A campaign was launched, coordinated by Gordon Campbell-Thomas – who was to go on to become a founder of the Friends of St Nicholas Fields and, for ten years, the St Nicks park ranger.

The campaign proved highly effective. In 1993, after the site had first been capped with a thick layer of clay to seal in any potentially toxic pollutants, St Nicks was designated an urban nature park.
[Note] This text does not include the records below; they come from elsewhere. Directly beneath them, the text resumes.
PR #336, opened 2022-01-06
Add and subtract datedeltas to/from DateSeries

rebkwok:
[sc-418]
This allows adding and subtracting a number of days to/from a date/DateSeries.  It currently ONLY allows days, to avoid/postpone the issue of what it means to add e.g. 1 month to 31st Jan (28th Feb? 1st March?) and the ambiguity of e,g, 2022-01-01 + 3 (as the 3 will always be treated as days).

The number of days can be a simple integer, a DateDeltaSeries that represents a difference between two dates in days (e.g. age as `index_date - date_of_birth`) or an IntSeries created by converting a DateDeltaSeries to days (e.g.  `(index_date - date_of_birth).convert_to_days()`

It also adds methods to add/substract DateDeltaSeries to/from each other, to produce new DateDeltaSeries.

### DIFF
--- a/databuilder/dsl.py
+++ b/databuilder/dsl.py
@@ -55,6 +55,7 @@ from .query_model import (
     Comparator,
     DateAddition,
     DateDifference,
+    DateSubtraction,
     RoundToFirstOfMonth,
     RoundToFirstOfYear,
     Row,
@@ -366,12 +367,23 @@ class DateSeries(PatientSeries):
                 f"Can't {operation} <{delta_value.__class__.__name__}> to a DateSeries."
             )
 
-    def __sub__(self, other: str | DateSeries) -> DateDeltaSeries:
+    def __sub__(
+        self, other: str | DateSeries | DateDeltaSeries | IntSeries | int
+    ) -> DateDeltaSeries | DateSeries:
+        if isinstance(other, (DateDeltaSeries, IntSeries, int)):
+            other_value = self._get_other_datedelta_value(other, "subtract")
+            return DateSeries(DateSubtraction(self.value, other_value))
         return DateDeltaSeries(
             DateDifference(self._get_other_date_value(other), self.value)
         )
 
     def __rsub__(self, other: str | DateSeries) -> DateDeltaSeries:
+        if not isinstance(other, (str, DateSeries)):
+            # consistent with python datetime/timedelta, we cannot subtract a DateSeries from
+            # DateDeltaSeries or integer
+            raise TypeError(
+                f"Can't subtract DateSeries from {other.__class__.__name__}"
+            )
         return DateDeltaSeries(
             DateDifference(self.value, self._get_other_date_value(other))
         )
@@ -400,6 +412,12 @@ class DateDeltaSeries(PatientSeries):
 
     def convert_to_weeks(self):
         return self._convert("weeks")
+
+    def __rsub__(self, other: str) -> DateDeltaSeries:
+        datestring = _validate_datestring(other)
+        # This allows subtraction of a DateDeltaSeries from a date string
+        # e.g. 2020-10-01
+        return DateDeltaSeries(DateSubtraction(datestring, self.convert_to_days()))
 
 
 class IdSeries(PatientSeries):
--- a/databuilder/dsl.py
+++ b/databuilder/dsl.py
@@ -349,28 +349,17 @@ class DateSeries(PatientSeries):
         """Ensure we have either a simple int, or an IntSeries representing a date difference in days"""
         if isinstance(delta_value, DateDeltaSeries):
             return delta_value.convert_to_days()
-        elif isinstance(delta_value, IntSeries):
-            if not isinstance(delta_value.value, DateDifference):
-                raise ValueError(
-                    f"Can't {operation} IntSeries with value <{delta_value.value.__class__.__name__}> to a DateSeries."
-                )
-            if delta_value.value.units != "days":
-                raise ValueError(
-                    f"Can't {operation} {delta_value.value.units} to a DateSeries.  Use this DataDeltaSeries prior to conversion, or convert to days instead."
-                )
-            else:
-                return delta_value
         elif isinstance(delta_value, int):
             return delta_value
         else:
             raise ValueError(
-                f"Can't {operation} <{delta_value.__class__.__name__}> to a DateSeries."
+                f"Can only {operation} integer or DateDeltaSeries (got <{delta_value.__class__.__name__}>)"
             )
 
     def __sub__(
         self, other: str | DateSeries | DateDeltaSeries | IntSeries | int
     ) -> DateDeltaSeries | DateSeries:
-        if isinstance(other, (DateDeltaSeries, IntSeries, int)):
+        if isinstance(other, (DateDeltaSeries, int)):
             other_value = self._get_other_datedelta_value(other, "subtract")
             return DateSeries(DateSubtraction(self.value, other_value))
         return DateDeltaSeries(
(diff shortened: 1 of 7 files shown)


databuilder/dsl.py
```diff
@@ -367,6 +413,12 @@ def convert_to_days(self):
     def convert_to_weeks(self):
         return self._convert("weeks")
 
+    def __rsub__(self, other: str) -> DateDeltaSeries:
+        datestring = _validate_datestring(other)
+        # This allows subtraction of a DateDeltaSeries from a date string
+        # e.g. 2020-10-01
+        return DateDeltaSeries(DateSubtraction(datestring, self.convert_to_days()))
```
rebkwok, line 420: Note this currently only allows you to do things like `"2020-10-01" - <DateDeltaSeries>`.  I'm leaving adding/subtracting int/DateDeltaSeries to/from a DateDeltaSeries for another PR

benbc:
@rebkwok The support for adding and subtracting- `IntSeries` seems to add a lot of complexity. I'm not _convinced_ that it's necessary. Have you seen a use case for it?

rebkwok:
> @rebkwok The support for adding and subtracting- `IntSeries` seems to add a lot of complexity. I'm not _convinced_ that it's necessary. Have you seen a use case for it?

Not specifically; my feeling was that people might calculate a difference in days, and then it'd be logical to want to add/subtract that.  But the simpler thing would be to limit it to an unconverted DateDeltaSeries, which probably makes sense

benbc:
I think you're right that we might discover a need for this -- but it's sufficiently complex that we should only add it if we really need it.

databuilder/dsl.py
rebkwok: The rest of the subtraction is in this PR after all now

databuilder/dsl.py
```diff
@@ -315,43 +319,80 @@ def _validate_datestring(datestring):
...
+        except ValueError:
+            if isinstance(other, str):
+                raise
+            raise TypeError(
+                f"Can't subtract DateSeries from {other.__class__.__name__}"
+            )
+
+    def __add__(self, other: DateDeltaSeries | int) -> DateSeries:
+        other_value = self._get_other_datedelta_value(other, "add")
+        return DateSeries(DateAddition(self.value, other_value))
```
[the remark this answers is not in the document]
inglesp: What error would the user see if they try `10 + date_of_birth`?

I'm weakly in favour of supporting it (and ignoring mypy), in order to be mathematically consistent (since we usually expect `A + B` to be `B + A`) but I suspect it's too much work to be worth doing now.

databuilder/dsl.py
```diff
@@ -367,6 +408,49 @@ def convert_to_days(self):
...
+        return self + other
+
+    def __sub__(self, other: DateDeltaSeries | int) -> DateDeltaSeries:
+        return DateDeltaSeries(
+            DateDeltaSubtraction(self._delta_in_days(self), self._delta_in_days(other))
+        )
+
+    def __rsub__(
+        self, other: str | DateDeltaSeries | int
+    ) -> DateSeries | DateDeltaSeries:
```
inglesp, line 444: I wondered whether `other` could be a `DateSeries`.   But I think I've realised it couldn't be, because that would be handled by `DateSeries.__sub__`.  Could you add a note explaining that?

tests/test_query_engine_dsl.py
```diff
@@ -391,3 +393,274 @@ def test_date_arithmetic_convert_to_weeks(engine, cohort_with_population):
...
+    result = engine.extract(data_definition)
+    assert result == [
+        {
+            "patient_id": 1,
+            "age_in_days_1990": 31,
+            "age_in_days_1991": 396,
+            "age_diff_plus_10": 375,
+            "dob_plus_age_diff_plus_10": date(1991, 8, 20),
+        }
+    ]
```
inglesp, line 666: These tests look sensible, but it's hard as a reader to evaluate whether they're correct, because they're full of magic numbers (and magic dates!).  For instance, where do `396` or `date(1991, 8, 20)` come from?

Something to consider for the future might be to do something like:

```
def test_date_arithmetic_add_and_subtract(engine, cohort_with_population):
    dob = date(1990, 8, 10)
    reference_date = date(1990, 9, 10)

    input_data = [
        patient(1, dob=str(dob),
    ]
    engine.setup(input_data)

    patients = tables.patients
    data_definition = cohort_with_population
    dob_series = patients.select_column(patients.date_of_birth)  # -> DateSeries

    age_in_1990 = str(reference_date) - dob_series  # -> DateDeltaSeries
    data_definition.age_in_days_1990 = age_in_1990.convert_to_days()

    result = engine.extract(data_definition)
    assert result == [
        {
            "patient_id": 1,
            "age_in_days_1990": (reference_date - dob).days,
        }
    ]
```

(I've probably made several mistakes here, but hopefully you get the idea!)

inglesp (approved):
This is a nice piece of work.

For future documentation, it would be helpful to write up notes about what the valid operations on dates and date deltas are while this is still in your mental L1 cache.

databuilder/dsl.py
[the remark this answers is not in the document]
rebkwok: It would be an `unsupported operand between...` message

It works fine if I just add an `__radd__` (it has to allow other to be int or DateSeries, and if it's a DateSeries, return other + self so that it uses the DateSeries `__add__` method).  I had that before and decided to take it out because I couldn't find a way to appease mypy and I wasn't sure about just ignoring it.  I could put that back in with the ignore, or we could just leave it till later

databuilder/dsl.py
```diff
@@ -315,43 +319,80 @@ def _validate_datestring(datestring):
...
 
     def round_to_first_of_month(self) -> DateSeries:
         return DateSeries(RoundToFirstOfMonth(self.value))
 
     def round_to_first_of_year(self) -> DateSeries:
         return DateSeries(RoundToFirstOfYear(self.value))
 
-    def __sub__(self, other: str | DateSeries) -> DateDeltaSeries:
-        return DateDeltaSeries(DateDifference(self._get_other_value(other), self.value))
+    def _get_other_datedelta_value(self, delta_value, operation):
```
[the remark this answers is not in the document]
rebkwok: yes, will update

databuilder/dsl.py
rebkwok: Aaah, this comment has finally made me figure out what mypy was complaining about with the DateSeries __radd__.  I think I can fix that now :)

tests/test_query_engine_dsl.py
rebkwok: good point, it would make sense to use python date subtractions in the tests.  I think I avoided it because of the custom differences we have (e.g. weeks as whole weeks rather than boundaries crossed).  But in the adding/subtracting deltas, we're only using days, so that's not an issue.  I'll take a look at updating the tests.

tests/test_query_engine_dsl.py
```diff
@@ -12,6 +12,10 @@
 pytestmark = pytest.mark.integration
 
 
+def _as_datestring(date_obj):
+    return date_obj.strftime("%Y-%m-%d")
```
inglesp, line 16: Can you not use `str()`?

```
>>> str(date(1990, 8, 10))
'1990-08-10'
```

rebkwok: huh. did not occur to me that would work

rebkwok: @inglesp I've updated that now.  Are you OK with the additional changes I've made since you approved?

inglesp: :shipit:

The layer of clay meant that at first, the new park was a fairly bleak place. “Over much of the site, the few remaining trees and shrubs were isolated in a sea of sticky clay,” the history of St Nicks says. “The new paths were stark ribbons of tarmac snaking across this wasteland.”

The Friends of St Nicholas Fields got to work. With the support of volunteers, they planted several thousand trees and shrubs, sowed wildflower meadows, built new pathways, and cleared away tons of rubbish.

Nature also did its work, sprouting in such profusion that today the reserve is home to a wealth of birds, insects, wildflowers and other plants, as well as small mammals such as the water vole.

St Nicks was designated a Local Nature Reserve ten years ago. The reserve will be officially celebrating its tenth birthday on May 10 this year.